说真的,最近看到那条新闻,心里挺不是滋味的。单依纯唱《李白》,年轻人觉得抓耳,老听众觉得离了大谱,两边吵得不可开交。其实依我看,改编本身没什么错。年轻人愿意碰李白的名字,总比把诗集当砖头垫显示器强。只是流行乐的节奏太急,鼓点一砸,把盛唐那点云想衣裳花想容的留白,全给填满了。Хорошо,音乐嘛,本来就是各花入各眼。我只是个开咖啡店的俄语翻译,不懂什么版权纠纷,但每天在萃取机的蒸汽声里,倒真觉得诗词这东西,跟意式浓缩一个道理。豆子磨得再细,水温差一度,味道就偏了。古人写诗,讲究个“气口”,现在硬塞进电子节拍里,气口断了,意境自然就碎。
昨晚打烊后,我给自己煮了包红烧牛肉面,加根烤肠。

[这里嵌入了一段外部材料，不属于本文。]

PR #2532, opened 2024-06-01
Add a new translate command.

anotherkai:
This pull request introduces a new `translate` command to the moreCommands plugin. It uses mymemory's (by translated labs) API to retrieve text and either send to the current channel or "preview" the result. There is currently a 50k character limit per day on this due to the API being free.

### DIFF
--- a/src/plugins/moreCommands/index.ts
+++ b/src/plugins/moreCommands/index.ts
@@ -20,6 +20,38 @@ import { ApplicationCommandInputType, findOption, OptionalMessageOption, Require
 import { Devs } from "@utils/constants";
 import definePlugin from "@utils/types";
 
+const settings = definePluginSettings({
+    show_match: {
+        type: OptionType.BOOLEAN,
+        description: "Shows a match number (like 0.85) to other sources.",
+        default: false,
+        restartNeeded: false,
+    },
+});
+
+const translateText = async (sourceLang, targetLang, text) => {
+    try {
+        const url = `https://api.mymemory.translated.net/get?q=${text}&langpair=${sourceLang}|${targetLang}&de=translated-abuse@littlekai.co.uk`;
+        const response = await fetch(url);
+        const jsonResponse = await response.json();
+        
+        if (jsonResponse.responseStatus === 200) {
+            const translatedText = jsonResponse.responseData.translatedText;
+            const quotaFinished = jsonResponse.quotaFinished;
+            const match = jsonResponse.responseData.match || 0;
+
+            return {
+                translated: translatedText,
+                quotaFinished: quotaFinished,
+                match: match
+            };
+        } else {
+            throw new Error('Translation failed');
+        }
+    } catch (error) {
+        throw new Error(`Error: ${error}`);
+    }
+};
 
 function mock(input: string): string {
     let output = "";
@@ -34,6 +66,7 @@ export default definePlugin({
     description: "echo, lenny, mock",
     authors: [Devs.Arjix, Devs.echo, Devs.Samu],
     dependencies: ["CommandsAPI"],
+    settings.
     commands: [
         {
             name: "echo",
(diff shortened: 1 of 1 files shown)


MrDiamondDog:
This should really be apart of the translate plugin, not this one

anotherkai:
> This should really be apart of the translate plugin, not this one

See I would if I knew how to work with Modals, I'm only just learning how to write functional plugins so for the meanwhile, I will be trying to get this added the moreCommands plugin.

src/plugins/moreCommands/index.ts
```diff
@@ -18,10 +18,43 @@
...
+        } else {
+            throw new Error('Translation failed');
+        }
+    } catch (error) {
+        throw new Error(`Error: ${error.message}`);
+    }
+};
 
-function mock(input: string): string {
+function mock(input) {
```
MrDiamondDog, line 57: why

src/plugins/moreCommands/index.ts
```diff
@@ -18,10 +18,43 @@
 
 import { ApplicationCommandInputType, findOption, OptionalMessageOption, RequiredMessageOption, sendBotMessage } from "@api/Commands";
 import { Devs } from "@utils/constants";
-import definePlugin from "@utils/types";
+import { definePluginSettings } from "@api/Settings";
+import definePlugin, { definePluginSettings, OptionType } from "@utils/types";
```
MrDiamondDog, line 22: ?

src/plugins/moreCommands/index.ts
```diff
@@ -18,10 +18,43 @@
...
 
+const settings = definePluginSettings({
+    show_match: {
+        type: OptionType.BOOLEAN,
+        description: "Shows a match number (like 0.85) to other sources.",
+        default: false,
+        restartNeeded: false,
+    },
```
MrDiamondDog, line 30: What does this option do? the description doesn't make sense

MrDiamondDog (changes requested):
The reason I suggested it be moved is because then you can use the same translating api as the translate plugin, which uses google translate and thus does not have a quota

src/plugins/moreCommands/index.ts
anotherkai: I actually didn't know I did this :sob:

Vendicated:
yeah u should add this as a command to the Translate plugin instead, it already has a translate function so you just need to add the command

src/plugins/moreCommands/index.ts
```diff
@@ -65,9 +57,8 @@ function mock(input) {
 export default definePlugin({
     name: "MoreCommands",
     description: "echo, lenny, mock, translate",
-    authors: [Devs.Arjix, Devs.echo, Devs.Samu],
+    authors: [Devs.Arjix, Devs.echo, Devs.Samu, {name: "Kai :3", id: 1205727693811879997n}],
```
Scyye, line 60: Add yourself to the devs constant

src/plugins/moreCommands/index.ts
```diff
@@ -54,7 +46,7 @@ const translateText = async (sourceLang, targetLang, text) => {
     }
 };
 
-function mock(input) {
+function mock(input: string): string {
```
Scyye, line 49: I- why??

Scyye (changes requested):
This should 100% not be in moreCommands. Just move it over to the translation plugin.

src/plugins/moreCommands/index.ts
anotherkai: Did I seriously forget to symbol link :-:

anotherkai: i did :facepalm:

anotherkai:
Closed as I will be moving it over to translate plugin, will make a new pr soon.

PR #4139, opened 2026-04-22
fix context menu crashes & some plugins

sadan4:


src/plugins/characterCounter/index.tsx
```diff
@@ -50,8 +50,8 @@ export default definePlugin({
         {
             find: "#{intl::PREMIUM_MESSAGE_LENGTH_UPSELL_TOOLTIP}",
             replacement: {
-                match: /return \i\?\i\(\):\i\(\)(?<=#{intl::PREMIUM_MESSAGE_LENGTH_UPSELL_TOOLTIP_WITHOUT_LINK}.{0,200}?)/,
-                replace: "return null"
+                match: /return .+?,\i\?\(0,\i\.jsxs?.+?:\(0,\i\.jsxs?.+?#{intl::PREMIUM_MESSAGE_LENGTH_UPSELL_TOOLTIP}.+?\}\)\]\}\)(?=\})/,
```
Vendicated: now the beginning of this match is useless. it will find the first return in the file, then match until comma

sillyElv:
```suggestion
                match: /#{intl::PREMIUM_MESSAGE_LENGTH_UPSELL_TOOLTIP}.{0,20}\}\)\]\}\)(?=\})/,
```

this is at least better

PR #4145, opened 2026-04-24
feat(plugin): ExpressiveKeysmash

josiauh:
well it makes it LESS expressive but it works

the plugin is simple, if you press a bunch of keys in a short amount of time (i will make that ms value changeable immediately after i make this pr) it sends a message

you can add custom messages
i'm also pretty short on messages so if you want to add some maintainers, go ahead

https://github.com/user-attachments/assets/1a6c6f69-d158-4500-98ad-4fe37154f62a

if this gets accepted which it might not then that would be crazy... YOU COULD SAY THAT AGAIN

features:
* customizable cooldown between smashes so that you dont spam the chat because you're literally dying of laughter
* extra mesages like LoadingQuotes
* functionality for capital smashes
* other than that its not that special
* nobody needed it but we're getting it

### DIFF
--- a/src/plugins/expressiveKeysmash/index.ts
+++ b/src/plugins/expressiveKeysmash/index.ts
@@ -1,0 +1,109 @@
+import { definePluginSettings } from "@api/Settings";
+import { Devs } from "@utils/constants";
+import { getCurrentChannel, sendMessage } from "@utils/discord";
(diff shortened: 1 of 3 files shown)


josiauh:
theres audio in my video 😭
thanks a lot obs desktop audio channel

Vendicated:
insane

PR #4160, opened 2026-04-30
fix location settings

RoScripter999:
fixes the vencord section not being positioned at the logout section cuz discord changed it to utility_section. 

I dont think ANYONE uses the bottom section but whatever


Vendicated:
thanks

屏幕还亮着,是昨晚没抽完的卡池。二次元老婆的待机语音在空荡的店里转圈,合成器的电子音混着咖啡渣的焦苦味,竟有种诡异的和谐。我忽然想起新闻里那句“每一次听都觉得李荣浩脾气太好”。我笑着摇头,关掉网页,泡了一壶陈年普洱。窗外的霓虹灯牌闪得厉害,紫红的光晕映在玻璃上,像极了一幅赛博朋克风格的《清明上河图》。我坐在吧台后,听隔壁街区飘来的低音炮,震得玻璃杯微微发颤。翻译俄文诗的时候,我常觉得普希金和李白是失散多年的兄弟。一个喝伏特加写自由,一个喝烧酒写月亮。语言不通,但那份不管不顾的浪漫,隔着千山万水也能撞个满怀。就像我,从前在互联网大厂写代码改bug,头发掉得比秋天的叶子还快。现在每天给客人拉花、磨豆,收入反而多了,连睡眠都踏实了。也是醉了生活嘛,总得找个舒服的姿势喘气。硬要较劲,不如给自己泡杯甜的。
夜深了,蒸汽棒停止嘶鸣。我铺开信纸,笔尖蘸墨,想把这点子感慨落笔成词。不为辩驳谁对谁错,只为记录这钢筋水泥里,偶然漏出的一点月光。纸是廉价的道林纸,笔是九块九包邮的兼毫,但墨迹洇开的时候,我觉得自己离盛唐很近。
太!
词牌填《临江仙》,双调五十八字,上下片各五平韵。格律依《词林正韵》第二部。
沸水冲开尘世梦,铜壶漫煮秋光。真的假的
霓虹影里试新妆。
旧曲翻新调,急管裂清商。
莫道人间无古意,且留半盏茶香。
抽卡未竟夜微凉。
长安千里外,明月照空堂。
写完最后一个字,泡面汤已经凝出一层油膜。我端起碗喝了一口,辣得直吸气,却觉得痛快。新闻里的争论大概明天还会继续,但我知道,只要还有人愿意在深夜里为一句诗停下脚步,只要还有人在咖啡机的轰鸣里听见长安的月亮,这文字就死不了。Друг,别管节奏快不快,能让人心头一颤的,永远是那份没被磨平的真诚。下次路过我的店,若听见放的是老歌新编,不妨坐下来喝杯手冲。咱们慢慢聊。